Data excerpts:
● ● ● ● ● ● ●
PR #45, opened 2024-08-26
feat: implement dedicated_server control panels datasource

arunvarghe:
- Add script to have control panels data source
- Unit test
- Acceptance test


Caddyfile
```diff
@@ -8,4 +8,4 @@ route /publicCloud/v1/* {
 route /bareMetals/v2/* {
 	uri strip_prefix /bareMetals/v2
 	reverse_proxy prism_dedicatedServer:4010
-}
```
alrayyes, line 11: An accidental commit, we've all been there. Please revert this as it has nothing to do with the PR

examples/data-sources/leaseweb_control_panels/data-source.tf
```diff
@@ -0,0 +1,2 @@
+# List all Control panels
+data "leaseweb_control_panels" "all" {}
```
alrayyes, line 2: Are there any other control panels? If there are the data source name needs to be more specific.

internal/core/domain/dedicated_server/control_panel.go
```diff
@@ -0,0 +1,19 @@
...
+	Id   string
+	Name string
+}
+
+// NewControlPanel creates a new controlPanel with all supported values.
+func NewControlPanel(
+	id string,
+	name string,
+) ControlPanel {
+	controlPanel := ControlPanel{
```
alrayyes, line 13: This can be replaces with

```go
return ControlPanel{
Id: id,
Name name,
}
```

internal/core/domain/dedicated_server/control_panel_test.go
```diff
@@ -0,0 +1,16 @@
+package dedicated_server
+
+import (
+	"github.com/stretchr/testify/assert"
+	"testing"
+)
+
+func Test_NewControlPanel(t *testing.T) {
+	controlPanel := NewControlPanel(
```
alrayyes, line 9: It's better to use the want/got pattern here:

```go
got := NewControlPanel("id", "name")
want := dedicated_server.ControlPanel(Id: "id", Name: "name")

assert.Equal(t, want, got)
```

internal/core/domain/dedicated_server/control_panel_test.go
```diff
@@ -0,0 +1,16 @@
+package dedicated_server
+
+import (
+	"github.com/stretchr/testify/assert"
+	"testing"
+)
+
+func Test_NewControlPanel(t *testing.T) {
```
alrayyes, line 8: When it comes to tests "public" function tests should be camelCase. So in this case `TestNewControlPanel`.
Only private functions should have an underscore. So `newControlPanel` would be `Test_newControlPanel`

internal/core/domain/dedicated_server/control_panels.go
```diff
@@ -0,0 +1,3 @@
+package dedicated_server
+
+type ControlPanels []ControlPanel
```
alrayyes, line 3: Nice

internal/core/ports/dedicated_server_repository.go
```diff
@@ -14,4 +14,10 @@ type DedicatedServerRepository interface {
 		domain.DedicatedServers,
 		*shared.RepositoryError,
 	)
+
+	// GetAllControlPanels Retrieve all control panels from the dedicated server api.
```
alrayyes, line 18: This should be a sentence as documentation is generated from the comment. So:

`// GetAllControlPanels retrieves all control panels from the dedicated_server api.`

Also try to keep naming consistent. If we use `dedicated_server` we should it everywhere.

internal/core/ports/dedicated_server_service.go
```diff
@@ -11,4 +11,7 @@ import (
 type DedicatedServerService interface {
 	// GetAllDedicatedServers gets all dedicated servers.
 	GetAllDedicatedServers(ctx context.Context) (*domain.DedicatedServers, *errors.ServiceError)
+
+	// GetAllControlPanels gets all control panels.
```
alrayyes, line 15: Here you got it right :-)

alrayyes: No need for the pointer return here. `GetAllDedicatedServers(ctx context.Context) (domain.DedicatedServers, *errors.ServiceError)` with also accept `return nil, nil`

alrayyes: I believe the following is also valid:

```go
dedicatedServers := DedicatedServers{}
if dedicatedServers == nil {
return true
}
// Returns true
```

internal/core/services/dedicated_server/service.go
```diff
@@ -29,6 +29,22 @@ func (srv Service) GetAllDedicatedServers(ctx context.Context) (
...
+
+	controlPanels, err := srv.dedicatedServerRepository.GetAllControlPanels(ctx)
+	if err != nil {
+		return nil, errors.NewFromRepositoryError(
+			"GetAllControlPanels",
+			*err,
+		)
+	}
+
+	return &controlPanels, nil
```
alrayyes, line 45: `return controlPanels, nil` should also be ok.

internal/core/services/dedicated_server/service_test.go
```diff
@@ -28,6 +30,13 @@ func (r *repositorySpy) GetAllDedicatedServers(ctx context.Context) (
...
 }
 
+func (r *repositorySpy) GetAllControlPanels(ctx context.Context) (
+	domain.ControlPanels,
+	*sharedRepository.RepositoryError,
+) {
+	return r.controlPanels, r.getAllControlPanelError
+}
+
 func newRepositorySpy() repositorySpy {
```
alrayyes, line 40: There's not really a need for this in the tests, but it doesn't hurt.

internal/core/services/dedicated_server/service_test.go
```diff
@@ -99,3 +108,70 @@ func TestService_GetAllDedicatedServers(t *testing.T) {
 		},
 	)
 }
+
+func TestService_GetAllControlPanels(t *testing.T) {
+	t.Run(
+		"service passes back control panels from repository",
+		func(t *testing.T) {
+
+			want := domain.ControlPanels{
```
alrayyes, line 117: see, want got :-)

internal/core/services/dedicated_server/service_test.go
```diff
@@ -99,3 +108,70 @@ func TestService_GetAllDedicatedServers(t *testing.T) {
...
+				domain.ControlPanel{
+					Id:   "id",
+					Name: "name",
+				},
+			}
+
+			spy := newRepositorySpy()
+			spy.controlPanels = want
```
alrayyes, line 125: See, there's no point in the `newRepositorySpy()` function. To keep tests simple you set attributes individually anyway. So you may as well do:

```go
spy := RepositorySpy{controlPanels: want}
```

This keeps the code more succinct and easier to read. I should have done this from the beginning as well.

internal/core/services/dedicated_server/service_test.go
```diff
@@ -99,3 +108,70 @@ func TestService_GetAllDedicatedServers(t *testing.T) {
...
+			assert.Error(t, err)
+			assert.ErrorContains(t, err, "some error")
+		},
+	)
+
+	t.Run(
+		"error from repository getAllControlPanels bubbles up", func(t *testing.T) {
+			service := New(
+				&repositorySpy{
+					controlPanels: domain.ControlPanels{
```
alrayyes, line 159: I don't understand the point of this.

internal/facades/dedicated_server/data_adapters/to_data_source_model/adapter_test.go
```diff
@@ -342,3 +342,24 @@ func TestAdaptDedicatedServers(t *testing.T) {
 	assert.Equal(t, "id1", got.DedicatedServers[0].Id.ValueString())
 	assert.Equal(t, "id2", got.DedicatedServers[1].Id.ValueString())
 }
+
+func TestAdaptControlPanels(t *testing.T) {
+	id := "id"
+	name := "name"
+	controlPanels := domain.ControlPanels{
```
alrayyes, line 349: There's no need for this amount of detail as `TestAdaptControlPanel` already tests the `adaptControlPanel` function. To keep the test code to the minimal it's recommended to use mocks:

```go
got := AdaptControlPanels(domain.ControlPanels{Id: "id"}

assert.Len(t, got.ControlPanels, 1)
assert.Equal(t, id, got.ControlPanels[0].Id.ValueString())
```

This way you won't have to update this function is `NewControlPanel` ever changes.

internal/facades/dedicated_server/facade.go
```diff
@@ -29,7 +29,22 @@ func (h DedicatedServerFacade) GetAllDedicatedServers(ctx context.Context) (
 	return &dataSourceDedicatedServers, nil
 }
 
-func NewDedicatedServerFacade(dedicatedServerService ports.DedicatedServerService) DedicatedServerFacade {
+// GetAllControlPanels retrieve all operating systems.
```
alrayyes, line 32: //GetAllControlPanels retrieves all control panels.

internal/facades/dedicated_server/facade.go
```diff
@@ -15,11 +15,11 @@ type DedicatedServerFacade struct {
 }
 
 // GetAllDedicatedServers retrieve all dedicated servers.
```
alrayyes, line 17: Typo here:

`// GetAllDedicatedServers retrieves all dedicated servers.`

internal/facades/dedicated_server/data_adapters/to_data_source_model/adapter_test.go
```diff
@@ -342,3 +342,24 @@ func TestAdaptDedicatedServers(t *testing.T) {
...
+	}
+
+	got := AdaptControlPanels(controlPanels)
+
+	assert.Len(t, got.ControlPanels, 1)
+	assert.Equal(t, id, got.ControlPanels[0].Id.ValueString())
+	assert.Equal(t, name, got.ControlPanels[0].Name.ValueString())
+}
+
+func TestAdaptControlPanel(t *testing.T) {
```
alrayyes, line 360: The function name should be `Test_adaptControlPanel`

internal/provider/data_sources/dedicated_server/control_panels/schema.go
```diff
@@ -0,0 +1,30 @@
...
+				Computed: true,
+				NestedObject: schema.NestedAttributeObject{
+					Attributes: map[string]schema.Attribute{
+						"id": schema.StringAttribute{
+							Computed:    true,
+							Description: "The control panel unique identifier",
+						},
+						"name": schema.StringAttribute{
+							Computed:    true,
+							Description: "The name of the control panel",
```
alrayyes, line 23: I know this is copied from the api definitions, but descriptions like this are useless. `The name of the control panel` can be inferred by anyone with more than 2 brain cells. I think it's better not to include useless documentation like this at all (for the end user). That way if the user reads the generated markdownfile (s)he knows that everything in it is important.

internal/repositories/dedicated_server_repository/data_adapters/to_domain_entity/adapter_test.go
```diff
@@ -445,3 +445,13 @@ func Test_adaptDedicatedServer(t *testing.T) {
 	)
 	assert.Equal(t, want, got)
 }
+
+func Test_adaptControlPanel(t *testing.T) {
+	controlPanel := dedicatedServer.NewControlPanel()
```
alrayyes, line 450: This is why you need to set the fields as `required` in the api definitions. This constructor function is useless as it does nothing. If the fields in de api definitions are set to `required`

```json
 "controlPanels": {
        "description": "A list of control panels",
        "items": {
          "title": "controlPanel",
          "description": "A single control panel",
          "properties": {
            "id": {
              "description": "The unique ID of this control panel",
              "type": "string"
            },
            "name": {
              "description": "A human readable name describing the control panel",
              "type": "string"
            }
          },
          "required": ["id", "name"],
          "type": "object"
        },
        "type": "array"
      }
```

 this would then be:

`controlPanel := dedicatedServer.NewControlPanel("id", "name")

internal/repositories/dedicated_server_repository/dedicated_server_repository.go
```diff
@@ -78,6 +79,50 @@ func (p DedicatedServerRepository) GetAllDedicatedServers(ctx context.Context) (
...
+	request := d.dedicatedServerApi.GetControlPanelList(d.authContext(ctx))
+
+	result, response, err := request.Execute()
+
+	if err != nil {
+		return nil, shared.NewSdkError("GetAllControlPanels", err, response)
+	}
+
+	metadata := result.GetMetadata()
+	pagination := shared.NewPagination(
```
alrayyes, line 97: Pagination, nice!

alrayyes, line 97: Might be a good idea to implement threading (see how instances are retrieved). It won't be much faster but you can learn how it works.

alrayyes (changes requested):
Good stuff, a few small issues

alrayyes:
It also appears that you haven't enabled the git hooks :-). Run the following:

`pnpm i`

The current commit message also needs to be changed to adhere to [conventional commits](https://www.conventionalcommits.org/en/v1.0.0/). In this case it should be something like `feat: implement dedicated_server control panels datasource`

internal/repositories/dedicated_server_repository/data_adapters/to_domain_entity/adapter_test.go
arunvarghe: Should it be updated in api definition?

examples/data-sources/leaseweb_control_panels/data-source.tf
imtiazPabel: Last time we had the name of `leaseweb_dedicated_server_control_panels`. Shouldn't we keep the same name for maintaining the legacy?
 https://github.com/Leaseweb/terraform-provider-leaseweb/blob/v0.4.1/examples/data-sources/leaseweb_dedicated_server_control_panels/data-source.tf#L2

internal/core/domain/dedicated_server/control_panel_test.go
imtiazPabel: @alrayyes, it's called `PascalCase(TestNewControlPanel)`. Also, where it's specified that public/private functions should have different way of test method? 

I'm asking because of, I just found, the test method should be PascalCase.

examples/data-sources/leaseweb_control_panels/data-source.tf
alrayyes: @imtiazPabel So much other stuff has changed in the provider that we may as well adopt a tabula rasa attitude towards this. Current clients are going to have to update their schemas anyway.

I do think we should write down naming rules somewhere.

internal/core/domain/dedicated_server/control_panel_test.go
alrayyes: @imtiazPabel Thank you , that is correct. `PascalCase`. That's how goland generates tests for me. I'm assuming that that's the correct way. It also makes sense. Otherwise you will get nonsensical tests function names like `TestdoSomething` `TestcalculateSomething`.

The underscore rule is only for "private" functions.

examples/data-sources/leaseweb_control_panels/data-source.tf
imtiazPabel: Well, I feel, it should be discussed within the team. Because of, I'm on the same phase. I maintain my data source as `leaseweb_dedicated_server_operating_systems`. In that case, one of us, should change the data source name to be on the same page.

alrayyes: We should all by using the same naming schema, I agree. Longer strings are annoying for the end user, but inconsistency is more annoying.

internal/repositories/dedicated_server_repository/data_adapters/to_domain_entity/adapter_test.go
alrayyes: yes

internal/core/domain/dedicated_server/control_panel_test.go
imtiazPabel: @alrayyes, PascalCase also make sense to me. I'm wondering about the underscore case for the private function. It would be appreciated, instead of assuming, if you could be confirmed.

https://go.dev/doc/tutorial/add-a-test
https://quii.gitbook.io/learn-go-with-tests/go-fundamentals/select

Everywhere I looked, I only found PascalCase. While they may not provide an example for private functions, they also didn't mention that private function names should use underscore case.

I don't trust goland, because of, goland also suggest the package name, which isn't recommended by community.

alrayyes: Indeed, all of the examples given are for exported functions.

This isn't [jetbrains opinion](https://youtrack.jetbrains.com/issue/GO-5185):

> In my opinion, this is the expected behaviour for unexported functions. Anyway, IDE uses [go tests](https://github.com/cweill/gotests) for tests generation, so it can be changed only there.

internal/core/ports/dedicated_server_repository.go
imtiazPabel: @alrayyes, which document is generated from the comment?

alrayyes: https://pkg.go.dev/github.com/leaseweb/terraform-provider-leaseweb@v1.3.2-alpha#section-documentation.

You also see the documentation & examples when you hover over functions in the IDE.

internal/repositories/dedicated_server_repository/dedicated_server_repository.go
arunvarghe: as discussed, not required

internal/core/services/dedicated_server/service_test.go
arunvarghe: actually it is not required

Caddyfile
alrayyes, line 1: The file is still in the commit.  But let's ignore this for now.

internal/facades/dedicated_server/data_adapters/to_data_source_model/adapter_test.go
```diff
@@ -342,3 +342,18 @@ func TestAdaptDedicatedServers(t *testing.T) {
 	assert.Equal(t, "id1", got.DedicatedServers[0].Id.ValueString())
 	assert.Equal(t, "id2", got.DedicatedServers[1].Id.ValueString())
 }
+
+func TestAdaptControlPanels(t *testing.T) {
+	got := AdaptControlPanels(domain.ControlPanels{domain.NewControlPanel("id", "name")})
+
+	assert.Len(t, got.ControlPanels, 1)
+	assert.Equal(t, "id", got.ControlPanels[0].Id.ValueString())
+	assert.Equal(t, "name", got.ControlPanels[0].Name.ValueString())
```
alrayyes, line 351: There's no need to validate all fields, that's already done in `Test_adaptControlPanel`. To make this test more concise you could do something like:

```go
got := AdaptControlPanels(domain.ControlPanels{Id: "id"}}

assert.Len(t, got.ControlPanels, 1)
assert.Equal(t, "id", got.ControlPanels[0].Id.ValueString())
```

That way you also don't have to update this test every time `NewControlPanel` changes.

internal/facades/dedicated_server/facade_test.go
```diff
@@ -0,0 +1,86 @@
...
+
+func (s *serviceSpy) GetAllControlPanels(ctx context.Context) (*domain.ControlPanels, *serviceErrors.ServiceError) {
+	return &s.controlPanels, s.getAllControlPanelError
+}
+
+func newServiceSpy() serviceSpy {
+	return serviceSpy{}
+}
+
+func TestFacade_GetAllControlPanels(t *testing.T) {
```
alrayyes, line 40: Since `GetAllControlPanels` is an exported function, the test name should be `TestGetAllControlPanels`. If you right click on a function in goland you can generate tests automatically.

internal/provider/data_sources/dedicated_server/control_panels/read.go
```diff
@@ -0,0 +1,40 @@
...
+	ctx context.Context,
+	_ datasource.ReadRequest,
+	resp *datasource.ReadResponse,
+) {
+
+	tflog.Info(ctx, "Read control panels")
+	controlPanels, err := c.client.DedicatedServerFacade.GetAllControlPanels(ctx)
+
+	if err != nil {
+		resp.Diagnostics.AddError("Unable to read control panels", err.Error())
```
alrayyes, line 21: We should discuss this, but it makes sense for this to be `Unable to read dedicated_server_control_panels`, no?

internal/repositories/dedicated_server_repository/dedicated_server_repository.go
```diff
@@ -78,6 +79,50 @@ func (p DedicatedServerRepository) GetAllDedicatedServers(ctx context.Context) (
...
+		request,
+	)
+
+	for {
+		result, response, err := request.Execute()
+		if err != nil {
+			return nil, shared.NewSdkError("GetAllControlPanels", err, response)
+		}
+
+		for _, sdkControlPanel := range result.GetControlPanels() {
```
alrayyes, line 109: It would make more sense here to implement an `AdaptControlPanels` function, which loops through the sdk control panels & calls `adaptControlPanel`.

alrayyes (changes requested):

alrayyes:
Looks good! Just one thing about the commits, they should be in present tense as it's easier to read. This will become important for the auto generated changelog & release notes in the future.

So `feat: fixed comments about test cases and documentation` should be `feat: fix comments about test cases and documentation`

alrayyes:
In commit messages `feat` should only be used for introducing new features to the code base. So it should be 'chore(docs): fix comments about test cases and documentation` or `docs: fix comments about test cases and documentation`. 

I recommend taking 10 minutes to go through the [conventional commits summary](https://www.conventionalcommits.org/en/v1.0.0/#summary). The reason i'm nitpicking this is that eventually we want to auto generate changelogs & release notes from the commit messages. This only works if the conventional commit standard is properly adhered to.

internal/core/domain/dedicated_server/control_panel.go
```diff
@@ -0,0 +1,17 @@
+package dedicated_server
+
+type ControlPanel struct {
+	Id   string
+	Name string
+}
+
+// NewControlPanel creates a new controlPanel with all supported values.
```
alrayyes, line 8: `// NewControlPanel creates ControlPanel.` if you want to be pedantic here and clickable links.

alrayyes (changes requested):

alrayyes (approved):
● ● ● ● ● ● ●
WHAT THE TASK REQUIRES.
Wherever the string "easier" occurs in the data, copy the line that holds it.

RESULT OF THIS EXERCISE.
This keeps the code more succinct and easier to read. I should have done this from the beginning as well.
Looks good! Just one thing about the commits, they should be in present tense as it's easier to read. This will become important for the auto generated changelog & release notes in the future.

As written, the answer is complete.